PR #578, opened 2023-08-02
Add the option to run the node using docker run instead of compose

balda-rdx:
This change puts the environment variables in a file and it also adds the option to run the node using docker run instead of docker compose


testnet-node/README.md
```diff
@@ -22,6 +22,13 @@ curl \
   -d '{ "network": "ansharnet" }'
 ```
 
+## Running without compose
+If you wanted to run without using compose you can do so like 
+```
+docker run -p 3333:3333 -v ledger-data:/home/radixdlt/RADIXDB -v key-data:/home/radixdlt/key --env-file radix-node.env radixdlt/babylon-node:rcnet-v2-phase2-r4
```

* [TO DO]: Whatever appears in the lines above should be copied exactly.

* [TASK RESULT]:
PR #578, opened 2023-08-02
Add the option to run the node using docker run instead of compose

balda-rdx:
This change puts the environment variables in a file and it also adds the option to run the node using docker run instead of docker compose


testnet-node/README.md
```diff
@@ -22,6 +22,13 @@ curl \
   -d '{ "network": "ansharnet" }'
 ```
 
+## Running without compose
+If you wanted to run without using compose you can do so like 
+```
+docker run -p 3333:3333 -v ledger-data:/home/radixdlt/RADIXDB -v key-data:/home/radixdlt/key --env-file radix-node.env radixdlt/babylon-node:rcnet-v2-phase2-r4
```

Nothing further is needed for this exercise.